Though, it'd be nice if types weren't the only thing that could be placed into a namespace directly in .NET. I'd like to put free functions in there. The Math class in the System namespace only exists because of this. I'd have prefered there to be a System.Math namespace and Cosine and Sine be members of it. Then I could "using System.Math;" and call "Cos(angle)". Instead, I'm stuck in a limbo of half-qualified names.
And I like it. I like it a lot more than Python, Racket, Node.js, etc. and having to import this Thing X from that Module Y. I like the idea that linking modules together is defined at the build level, not at the individual source file level. These languages are supposed to be better for exploratory programming than Java and C#, but actually, you know, doing the exploring part is harder!
Sometimes, I really do just want to blap out the fully qualified name of a function, in place in my code. System.Web.HttpContext.Current.User. If I'm doing something like that, it's a hack, and I know it's a hack, and having the fully qualified name in there, uglying it up, makes clearer that it's a hack. Though, I suppose I'm one of the rare people who actually do go back and clean up my hacks.

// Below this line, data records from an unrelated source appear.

PR #883, opened 2021-11-26
Add useTheme unit tests

hvergara:
*Description of changes:*
Add unit tests for `useTheme` React hook. Also makes it more resilient, not assuming that `React.useContext` will return an expected value.

### DIFF
--- a/packages/react/src/hooks/__tests__/useTheme.test.ts
+++ b/packages/react/src/hooks/__tests__/useTheme.test.ts
@@ -1,0 +1,46 @@
+import { createTheme, defaultTheme } from '@aws-amplify/ui';
+import * as React from 'react';
+import { useTheme } from '../useTheme';
+
+jest.mock('react');
+
+describe('useTheme', () => {
+  afterEach(() => jest.clearAllMocks());
+
+  it('should return a theme object', () => {
+    const customTheme = createTheme({
+      name: 'my-theme',
+      tokens: {
+        colors: {
+          font: {
+            primary: { value: 'red' },
+          },
+        },
+      },
+    });
+
+    (React.useContext as jest.Mock).mockReturnValue({ theme: customTheme });
+
+    const theme = useTheme();
+
+    expect(theme).toBe(customTheme);
+  });
+
+  it('should return a default theme if context is not available', () => {
+    (React.useContext as jest.Mock).mockReturnValue(undefined);
+
+    const theme = useTheme();
+
+    expect(theme).toBe(defaultTheme);
+  });
+
+  it('should return a default theme if context.theme is undefined', () => {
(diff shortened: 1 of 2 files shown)


packages/react/src/hooks/__tests__/useTheme.test.ts
```diff
@@ -0,0 +1,46 @@
...
+          font: {
+            primary: { value: 'red' },
+          },
+        },
+      },
+    });
+
+    (React.useContext as jest.Mock).mockReturnValue({ theme: customTheme });
+
+    const theme = useTheme();
```
ayush987goyal, line 24: It would be better to use the `renderHook` helper from `@testing-library/react-hooks` to test custom hooks. We are already doing that in other hooks test cases.

packages/react/src/hooks/useTheme.ts
```diff
@@ -1,10 +1,14 @@
...
-  const { theme } = useContext(AmplifyContext);
+  const context = React.useContext(AmplifyContext);
 
-  return theme;
+  if (typeof context === 'undefined' || typeof context.theme === 'undefined') {
+    return defaultTheme;
+  }
+
+  return context.theme;
 };
```
ayush987goyal, line 14: Since we are already changing some aspects of the hook, do you think it is better to use the existing `useAmplify` hook here instead of using `useContext` with the `AmplifyContext`? That was using the context would be at just one place. Once we do that, we can move the nullish check of context in that hook.

packages/react/src/hooks/__tests__/useTheme.test.ts
hvergara: good idea! will refactor to use `renderHook`

packages/react/src/hooks/useTheme.ts
hvergara: agreed, will also be refactored to have a single source of truth

packages/react/src/hooks/__tests__/useTheme.test.tsx
```diff
@@ -0,0 +1,41 @@
+import { createTheme, defaultTheme, WebTheme } from '@aws-amplify/ui';
+import { renderHook } from '@testing-library/react-hooks';
+import { AmplifyProvider } from '../../components/AmplifyProvider';
+import { useTheme } from '../useTheme';
+
+const serializeTheme = (theme: WebTheme) => JSON.stringify(theme);
```
hvergara, line 6: have to serialize themes before comparing them to test equality: https://github.com/facebook/jest/issues/8475

reesscot (approved):
LGTM

ayush987goyal (approved):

EDIT: I thought I wrote more, weird.
The network-accessible database of every library, ever, is definitely a great idea. I think it's where we're heading, with tools like NPM, NuGet, etc. It seems like a natural progression to move the package manager into the compiler (or linker, rather, but that's in the compiler in most languages now). Add in support in an editor to have code completion lists include a search of the package repository and you're there.